Partant, aucune faute ne peut être reprochée à la société Etablissements [E], étant rappelé que M. [C] ne se prévaut d'aucun manquement quant à la régularité de la procédure ayant conduit à la cessation de l'entreprise ou à la rupture de son contrat de travail.
Le fait, comme l'indique M. [L] dans son attestation, que 'les salariés auraient souhaité analyser cette situation avec le président comme ils l'ont toujours fait par le passé' et qu'ils aient manifesté du 'désarroi face au peu de sentiment dont ils semblaient faire l'objet' ne saurait caractériser un manquement de l'employeur à l'exécution loyale du contrat de travail.
Par conséquent, M. [C] doit être débouté de sa demande de dommages et intérêts afférente, et le jugement confirmé de ce chef.
Sur les frais irrépétibles et les dépens
Le jugement doit être infirmé en ses dispositions relatives aux dépens et à l'article 700 du code de procédure civile.
L'équité commande de faire application de l'article 700 du code de procédure civile au profit de M. [E] ès-qualités. Il convient de condamner M. [C] à lui payer la somme de 2 000 euros à ce titre qui vaudront pour ses frais irrépétibles de première instance et d'appel.

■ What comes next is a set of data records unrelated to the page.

PR #63, opened 2019-11-08
Use < and > in tag name error messages.

rictic:
IMO it's faster to read and know that it's a tag name if it's written <like-this>


runem:
Thanks :tada:

PR #64, opened 2019-11-08
Transpile only in ava config

rictic:
This gives faster test running, though it does not validate that the code type checks. `npm run build` will, and when developing your editor will tell you about type errors.


rictic:
This is just a preference thing, but IMO this is nicer.

runem:
I agree, thanks! ☀️

PR #83, opened 2020-02-22
Handle circular type refs in matchesAtLeastOneNominalType

rictic:
Using the simple types cache more aggressively resulted in one compilation failing due to a circular type ref here.


runem:
As mentioned here (https://github.com/runem/lit-analyzer/pull/102#issuecomment-653777958) `ts-simple-type` now supports caching of recursive types, and `CIRCULAR_TYPE_REF ` has been removed, so there is no longer need for this check. Therefore I'll close this PR, but thanks for the contribution nevertheless :-)

PR #243, opened 2014-02-03
LIBCLOUD-510: Allow creation of "private only addressing" nodes

mneagul:
This changes allow node creation on Eucalyptus instances that assign by default private only IP addresses.

Signed-off-by: Marian Neagul marian@info.uvt.ro

### DIFF
--- a/libcloud/compute/drivers/ec2.py
+++ b/libcloud/compute/drivers/ec2.py
@@ -1315,6 +1315,10 @@ class BaseEC2NodeDriver(NodeDriver):
 
         :keyword    ex_iamprofile: Name or ARN of IAM profile
         :type       ex_iamprofile: ``str``
+
+        :keyword    ex_addressingtype: Name of the addressing scheme that should be used
+        			for launching the node. It should be either ``public`` or ``private``.
+        :type       ex_addressingtype: ``str``
         """
         image = kwargs["image"]
         size = kwargs["size"]
@@ -1383,11 +1387,11 @@ class BaseEC2NodeDriver(NodeDriver):
             else:
                 params['IamInstanceProfile.Name'] = kwargs['ex_iamprofile']
 
-        if 'ex_addressingtype' in kwargs and kwargs['ex_addressingtype'] not in ["private", "public"]:
+        if 'ex_addressingtype' in kwargs and kwargs['ex_addressingtype'] not in ['private', 'public']:
             raise AttributeError('Unsupported addressing type')
 
         if 'ex_addressingtype' in kwargs:
-            params['AddressingType'] = kwargs["ex_addressingtype"]
+            params['AddressingType'] = kwargs['ex_addressingtype']
 
         object = self.connection.request(self.path, params=params).object
         nodes = self._to_nodes(object, 'instancesSet/item')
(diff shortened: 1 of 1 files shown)


libcloud/compute/drivers/ec2.py
```diff
@@ -1383,6 +1383,12 @@ def create_node(self, **kwargs):
             else:
                 params['IamInstanceProfile.Name'] = kwargs['ex_iamprofile']
 
+        if 'ex_addressingtype' in kwargs and kwargs['ex_addressingtype'] not in ["private", "public"]:
+            raise AttributeError('Unsupported addressing type')
+
+        if 'ex_addressingtype' in kwargs:
+            params['AddressingType'] = kwargs["ex_addressingtype"]
```
Kami: Is this functionality also supported by the EC2 or just Eucalyptus?

libcloud/compute/drivers/ec2.py
```diff
@@ -1383,6 +1383,12 @@ def create_node(self, **kwargs):
             else:
                 params['IamInstanceProfile.Name'] = kwargs['ex_iamprofile']
 
+        if 'ex_addressingtype' in kwargs and kwargs['ex_addressingtype'] not in ["private", "public"]:
```
Kami: For consistency, please single quotes around strings everywhere.

Kami: Please also update the docstring and explain what this argument does.

libcloud/compute/drivers/ec2.py
mneagul: Basically Eucalyptus. There is also some deprecated support in EC2.

Kami: The reason I'm asking is that because if it's only supported by Eucalyptus it should live in the Eucalyptus driver.

mneagul: I understand and agree. Considering this the changes should be moved to
 EucNodeDriver (which is currently mostly a stub).
This would require also changing the create_node method from
BaseEC2NodeDriver so we can update the params dictionary from EucNodeDriver.

Marian

mneagul: I will move the new functionality to EucNodeDriver and if everything is ok I will close the Pull request and reopen a new, clean one.

Kami: Yes, sadly moving this functionality to the Eucalyptus driver class will require quite a lot of refactoring.

The good thing is that this is a step in a right direction and it would be much appreciated if you can do it.

And opening a new pull request is OK.

mneagul:
Do you agree with the changes in commit 8874914 (omitting coding style :) ? This approach would allow the Eucalyptus and Nimbus drivers to pass additional params to the EC2 driver, while maintaining the same interface.

The only issue that I'm afraid of, is that it could be abused at some point.

Kami:
@mneagul Yeah, I hate some of our legacy code and `**kwargs` abuse which happens there.

I would actually do the following which is more robust and less error prone:
1. Explicitly define `create_node` method with all the arguments in the EC2 and Eucalyptus NodeDriver class
2. Add "private" `_create_node` method to the base class. This method is called by `create_node` in the EC2 and Eucalyptus node driver class. This method does all the work and can take `params` (or similar argument) which differs between EC2 and Eucalyptus driver.

Kami:
@mneagul Bump. Let me know if you need any help.

mneagul:
Hello,

Sorry for disappearing. I was cought with some deadline. I will close the pull request and reopen a new one this days.

Marijan

PR #244, opened 2014-02-04
LIBCLOUD-511: Added support for obtaining console output for OpenStack n...

cderamus:
...odes. New tests are also included.

### DIFF
--- a/libcloud/compute/drivers/openstack.py
+++ b/libcloud/compute/drivers/openstack.py
@@ -1644,7 +1644,6 @@ class OpenStack_1_1_NodeDriver(OpenStackNodeDriver):
         """
         resp = self.connection.request('/os-snapshots/%s' % snapshot.id,
                                        method='DELETE')
-
         return resp.status == httplib.NO_CONTENT
 
     def _to_security_group_rules(self, obj):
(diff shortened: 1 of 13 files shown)


libcloud/compute/drivers/openstack.py
```diff
@@ -1572,6 +1572,31 @@ def ex_delete_network(self, network):
                                        method='DELETE')
         return resp.status == httplib.ACCEPTED
 
+    def ex_get_console_output(self, node, length=None):
```
Kami, line 1583: Just curious, do you happen to know since which release this functionality is available?

I'm having troubles finding any references in documentation. I just found some links to the code which uses this functionality.

Kami, line 1583: Also, since there are no docs I don't know what happens if you pass `None` for `length`. Does it use some default value?

Kami, line 1583: I just tested it with Rackspace and that's what I get back:

```
# -------- begin 25657288:25633136 response ----------
HTTP/1.1 400 Bad Request
Content-Length: 88
Via: 1.1 Repose (Repose/2.12)
X-Compute-Request-Id: 1
Server: Jetty(8.0.y.z-SNAPSHOT)
Date: Tue, 04 Feb 2014 14:18:07 GMT
Content-Type: application/json; charset=UTF-8

{"badRequest": {"message": "There is no such action: os-getConsoleOutput", "code": 400}}
```

Did you test this with a live installation / provide? If so, which versions / providers did support this functionality?

cderamus, line 1583: It's offered in OpenStack v2: http://api.openstack.org/api-ref-compute-ext.html. See section Server console output (os-console-output). It is not supported within Rackspace from what I can tell. Passing None as length is fine and causes no issue from my testing.

Kami, line 1583: I see. OpenStack needs to do some SEO stuff, I had troubles finding this information on Google.

In any case, because Rackspace doesn't support it, we need to take this into account. The easiest (but definitely not the best and nicest) thing to do is to implement this method in the Rackspace driver and throw `NotImplement` error.

Kami, line 1583: Actually, just noticed you added this to the `OpenStack_1_0_NodeDriver` class.

A better approach would be to create a new `OpenStack_2_0_NodeDriver` class which inherits from ``OpenStack_1_1_NodeDriver` and add this method there.

Sorry for extra work, I missed some context the first time I reviewed this pull request.

cderamus, line 1583: I'm okay with the extra work, but do I need to go the whole distance and create new OpenStack_2_0_Response and OpenStack_2_0_Connection objects as well? Won't there also be a lot of changes in the test_openstack.py compute file as well?

Kami, line 1583: Honestly, for now, I'm OK with just using 1.1 classes.

If you want though, you can create new classes and just have them inherit from the 1.1 ones.

PR #245, opened 2014-02-04
LIBCLOUD-512: Added snapshot lifecycle support and fixture tests to supp...

cderamus:
...ort snapshot listing, creation and deletion.

### DIFF
--- a/libcloud/compute/drivers/openstack.py
+++ b/libcloud/compute/drivers/openstack.py
@@ -1644,7 +1644,6 @@ class OpenStack_1_1_NodeDriver(OpenStackNodeDriver):
         """
         resp = self.connection.request('/os-snapshots/%s' % snapshot.id,
                                        method='DELETE')
-
         return resp.status == httplib.NO_CONTENT
 
     def _to_security_group_rules(self, obj):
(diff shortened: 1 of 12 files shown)


libcloud/compute/drivers/openstack.py
```diff
@@ -1572,6 +1577,49 @@ def ex_delete_network(self, network):
...
+    def ex_delete_snapshot(self, snapshot):
+        """
+        Delete a VolumeSnapshot
+
+        :param      node: snapshot
+        :type       node: :class:`VolumeSnapshot`
+
+        :rtype:     ``bool``
+        """
+        return self.connection.request('/os-snapshots/%s' % snapshot.id,
```
Kami: You probably want to explicitly check the status code (e.g. `response.status == httplib.DELETED`) because IIRC, `success()` returns `True` for all the supported status codes/

libcloud/compute/drivers/openstack.py
```diff
@@ -1958,6 +2006,37 @@ def _to_volume(self, api_node):
             }
         )
 
+    def _to_snapshot(self, api_node):
+        if 'snapshot' in api_node:
+            api_node = api_node['snapshot']
+
+        # RackSpace vs. OpenStack
+        if 'displayName' in api_node:
+            return VolumeSnapshot(
```
Kami: It seems all the arguments except `extra` dictionary are the same.

To reduce duplication, I would just build `extra` dictionary depending on the provider.

E.g.

``` python
if rackspace:
    extra = ...
else:
  extra = ...

snapshot = VolumeSnapshot(..., extra=extra)
```

libcloud/test/compute/test_openstack.py
```diff
@@ -1862,6 +1879,24 @@ def _v1_1_slug_servers_12063_action(self, method, url, body, headers):
...
+            body = self.fixtures.load('_os_snapshots.json')
+        elif method == "POST":
+            body = self.fixtures.load('_os_snapshots_create.json')
+        else:
+            raise NotImplementedError()
+
+        return (httplib.OK, body, self.json_content_headers, httplib.responses[httplib.OK])
+
+    def _v1_1_slug_os_snapshots_3fbbcccf_d058_4502_8844_6feeffdf4cb5(self, method, url, body, headers):
+        if method == "DELETE":
```
Kami: I noticed this in other pull request as well.

It's a minor thing, but for consistency reasons, please use single quotes around strings everywhere (except docstrings).

Kami:
I went ahead and merged this pull request with my changes into trunk.

Thanks!

PR #246, opened 2014-02-06
Update CloudStack NodeStates for Stopped/Stopping

cderamus:


Kami:
We've discussed this on the IRC with @cderamus yesterday.

I think we should also map `stopping` and `expunging` to `pending` instead of `terminated`. The reason for that is that not all the operations are available until the node is fully stopped (`stopped` state).

This means that currently your code might fail if you wait until node.state == stopped because node might actually still be in stopping state.

Kami:
I've merged the changes mentioned above and merged this into trunk.

Thanks.

PR #248, opened 2014-02-08
LIBCLOUD-514: Add create/delete tag support into the CloudStack driver. ...

cderamus:
...New tests and fixtures are also included.

### DIFF
--- a/libcloud/compute/drivers/cloudstack.py
+++ b/libcloud/compute/drivers/cloudstack.py
@@ -1692,6 +1692,64 @@ class CloudStackNodeDriver(CloudStackDriverMixIn, NodeDriver):
 
         return limits
 
+    def ex_create_tags(self, resource_ids, resource_type, tags):
+        """
+        Create tags for a resource (Node/StorageVolume/etc).
+        A list of resource types can be found at http://goo.gl/6OKphH
+
+        :param resource: Resource IDs to be tagged
+        :type  resource: ``list`` of resource IDs
+
+        :param resource_type: Resource type (eg: UserVm)
+        :type  resource_type: ``str``
+
+        :param tags: A dictionary or other mapping of strings to strings,
+                     associating tag names with tag values.
+        :type  tags: ``dict``
+
+        :rtype: ``bool``
+        """
+        params = {'resourcetype': resource_type,
+                  'resourceids': ",".join(resource_ids)}
+
+        for i, key in enumerate(tags):
+            params['tags[%d].key' % i] = key
+            params['tags[%d].value' % i] = tags[key]
+
+        self._async_request(command='createTags',
+                            params=params,
+                            method='GET')
+        return True
+
+    def ex_delete_tags(self, resource_ids, resource_type, tags):
+        """
+        Delete tags from a resource.
+
+        :param resource: Resource IDs to be tagged
+        :type  resource: ``list`` of resource IDs
+
+        :param resource_type: Resource type (eg: UserVm)
+        :type  resource_type: ``str``
+
+        :param tags: A dictionary or other mapping of strings to strings,
+                     associating tag names with tag values.
+        :type tags: ``dict``
+
+        :rtype: ``bool``
+        """
+        params = {'resourceType': resource_type,
+                  'resourceIds': ",".join(resource_ids)}
+
+        for i, key in enumerate(tags):
+            params['tags[%s].key' % i] = key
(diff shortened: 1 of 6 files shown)


libcloud/compute/drivers/cloudstack.py
```diff
@@ -1692,6 +1692,64 @@ def ex_limits(self):
 
         return limits
 
+    def ex_create_tags(self, resource_ids, resource_type, tags):
```
Kami, line 1695: Since you need to specify `resource_type` I assume this means that all the resource IDs need to refer to the resource of the same type.

If this is indeed the case, it would be good to document it.

libcloud/compute/drivers/cloudstack.py
```diff
@@ -1692,6 +1692,64 @@ def ex_limits(self):
...
+        :type  resource_type: ``str``
+
+        :param tags: A dictionary or other mapping of strings to strings,
+                     associating tag names with tag values.
+        :type  tags: ``dict``
+
+        :rtype: ``bool``
+        """
+        params = {'resourcetype': resource_type,
+                  'resourceids': ",".join(resource_ids)}
```
Kami: Single quotes for consistency please.

libcloud/compute/drivers/cloudstack.py
```diff
@@ -1692,6 +1692,64 @@ def ex_limits(self):
...
+        :type  resource_type: ``str``
+
+        :param tags: A dictionary or other mapping of strings to strings,
+                     associating tag names with tag values.
+        :type tags: ``dict``
+
+        :rtype: ``bool``
+        """
+        params = {'resourceType': resource_type,
+                  'resourceIds': ",".join(resource_ids)}
```
Kami: Same here.

libcloud/compute/drivers/cloudstack.py
```diff
@@ -1692,6 +1692,64 @@ def ex_limits(self):
...
+        """
+        Delete tags from a resource.
+
+        :param resource: Resource IDs to be tagged
+        :type  resource: ``list`` of resource IDs
+
+        :param resource_type: Resource type (eg: UserVm)
+        :type  resource_type: ``str``
+
+        :param tags: A dictionary or other mapping of strings to strings,
```
Kami: I've checked the docs and it says that for the delete operation, only tag keys are mandatory.

Because of that, it would imo be better and feel more natural if user only needs to specify a list of tag keys to be deleted.

libcloud/test/compute/test_cloudstack.py
```diff
@@ -496,6 +496,18 @@ def test_ex_limits(self):
         self.assertEqual(limits['max_volumes'], 20)
         self.assertEqual(limits['max_snapshots'], 20)
 
+    def test_ex_create_tags(self):
+        node = self.driver.list_nodes()[0]
+        tags = {'Region': 'Candada'}
```
Kami: O Canada!

libcloud/compute/drivers/cloudstack.py
cderamus, line 1695: You got it.

libcloud/compute/drivers/cloudstack.py
cderamus: You are battling years of PHP/Python/JS muscle memory where I instinctively use double quotes. I'll try to be better about this :).

libcloud/compute/drivers/cloudstack.py
cderamus: Ah okay that works.

libcloud/test/compute/test_cloudstack.py
cderamus: :)

libcloud/test/compute/test_cloudstack.py
```diff
@@ -496,6 +496,18 @@ def test_ex_limits(self):
...
+        resp = self.driver.ex_create_tags([node.id], 'UserVm', tags)
+        self.assertTrue(resp)
+
+    def test_ex_delete_tags(self):
+        node = self.driver.list_nodes()[0]
+        tags = {'Region': 'Candada'}
+        resp = self.driver.ex_create_tags([node.id], 'UserVm', tags)
```
Kami: This should probably be `ex_delete_tags` and pass `tag_keys` :)

Kami:
Looks good. Changes merged into trunk.

Thanks.

PR #249, opened 2014-02-09
LIBCLOUD-516: Add list_size() support into Eucalyptus for cluster versio...

cderamus:
...ns >= 3.3.0. In this version Eucalyptus introduced the DescribeInstanceTypes call which is specific to EUCA and is not AWS compatible. This call requires a different XML namespace.


Kami:
Honestly, I don't think this approach is that bad.

libcloud/compute/drivers/ec2.py
```diff
@@ -3866,11 +3866,56 @@ def __init__(self, key, secret=None, secure=True, host=None,
         if path is None:
             path = '/services/Eucalyptus'
         self.path = path
+        self.EUCA_API_VERSION = '3.4.1'
```
Kami: To be consistent with AWS stuff, I would promote those variables to module level constants.

Kami: Now, this driver could also support standard `api_version` argument. This argument would default to `DEFAULT_EUCA_API_VERSION` (or smth).

cderamus: I'm not super familiar with Eucalyptus and am only using the community cloud at the moment. Is the API version something that can dynamically be pulled?

Kami: I have no idea. I know it can't be dynamically specified for AWS.

libcloud/compute/drivers/ec2.py
```diff
@@ -3855,22 +3861,72 @@ class EucNodeDriver(BaseEC2NodeDriver):
     connectionCls = EucConnection
 
     def __init__(self, key, secret=None, secure=True, host=None,
-                 path=None, port=None):
+                 path=None, port=None, api_version=None):
```
Kami, line 3864: Shouldn't `api_version` default to `DEFAULT_EUCA_API_VERSION`?

cderamus, line 3864: I suppose so :)

Kami:
I've made the api_version change and merged patch into trunk.

Thanks.

PR #250, opened 2014-02-10
Unpack the iterator before getting its length.

coderanger:
This matters for things like generators or network streams where it doesn't have a size normally.

### DIFF
--- a/libcloud/storage/drivers/dummy.py
+++ b/libcloud/storage/drivers/dummy.py
@@ -438,6 +438,8 @@ class DummyStorageDriver(StorageDriver):
         @inherits: :class:`StorageDriver.upload_object_via_stream`
         """
 
+        # Unpack the iterator
+        iterator = list(iterator)
         size = len(iterator)
         return self._add_object(container=container, object_name=object_name,
                                 size=size, extra=extra)


coderanger:
Having trouble making DummyFileObject actually behave like a file object. The dummy provider in general seems a bit unfinished, am I better off not using it?

Kami:
I need to have a more closer look, but IIRC, this class is only used in the dummy driver. There is also a `DummyIterator` class which is used in some tests.

As far as the completeness goes, it should be more or less complete, but it's a Dummy driver so there aren't really a tons of use cases for it. What kind of problems are you having exactly?

I believe that in the beginning, dummy drives were added for demonstration pruposed. Another use case I imagined a while back is building an online REPL where users can play with dummy drivers.

coderanger:
I'm trying to write unit tests for something that uses libcloud and I was hoping the dummy driver would make that relatively easy as an in-memory backend that otherwise gives mostly the same API.

Jc2k:
I've ended up subclassing the dummy drivers in one of my projects so that I can use them for tests too. I'm definitely a fan of having something in libcloud for this purpose. 

Here are a few more methods (they were to make my tests work, so might not be 100%):

```
    def iterate_container_objects(self, container):
        for obj in self._containers[container.name]['objects'].values():
            yield obj

    def list_container_objects(self, container):
        return list(self.iterate_container_objects(container))

    def upload_object_via_stream(self, iterator, container, object_name, extra=None):
        blocks = [block for block in iterator]
        size = sum(len(block) for block in blocks)
        o = self._add_object(
            container=container, object_name=object_name, size=size, extra=extra)
        o.blocks = blocks
        return o

    def download_object_as_stream(self, obj, chunk_size=None):
        return obj.blocks
```

coderanger:
It sounds like maybe I'm fixing this at the wrong level and DummyDriver should just be overhauled a bit to fit the bill of "simple in-memory backend", does that seem reasonable?

coderanger:
It is already most of the way there, just need to remove a bunch of usage of DummyFileObject in favor of returning real data.

Kami:
@coderanger Yeah, this sound good. And it would also be good to implement methods posted above by @Jc2k

PR #251, opened 2014-02-12
NodeState.STOPPED fix for VCloud driver

ashb:
This fixes up the vCloud drivers to correctly update the Node state to be
STOPPED rather than TERMINATED - a node can be restarted from this state


Kami:
@ashb Thanks.

For the completeness sake, it's worth noting that the reason this state was previously mapped to "TERMINATED" is because "STOPPED" state was added just recently.

Kami:
Merged into trunk.

Thanks.

PR #254, opened 2014-03-01
Fix a typo for an error message in the GCE driver.

fcuny:


Kami:
Merged into trunk.

Thanks.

M. [C] qui succombe à l'instance est condamné aux dépens de première instance et d'appel, et débouté de sa demande au titre de l'article 700 du code de procédure civile présentée en première instance et en appel.
PAR CES MOTIFS
La cour, statuant contradictoirement, publiquement et par mise à disposition au greffe,
INFIRME le jugement rendu par le conseil de prud'hommes d'Angers le 19 janvier 2021 sauf en ce qu'il a débouté M. [U] [C] de sa demande de dommages et intérêts pour exécution déloyale du contrat de travail ;
Statuant des chefs infirmés et y ajoutant :
DEBOUTE M. [U] [C] de sa demande de dommages et intérêts pour manquement à l'obligation de sécurité et de prévention des risques professionnels ;
CONDAMNE M. [U] [C] à payer à M. [M] [E] ès-qualités de liquidateur amiable de la Sas Etablissements [E] la somme de 2 000 euros au titre de l'article 700 du code de procédure civile pour ses frais irrépétibles de première instance et d'appel ;
DEBOUTE M. [U] [C] de sa demande au titre de l'article 700 du code de procédure civile présentée en première instance et en appel ;
CONDAMNE M. [U] [C] aux dépens de première instance et d'appel.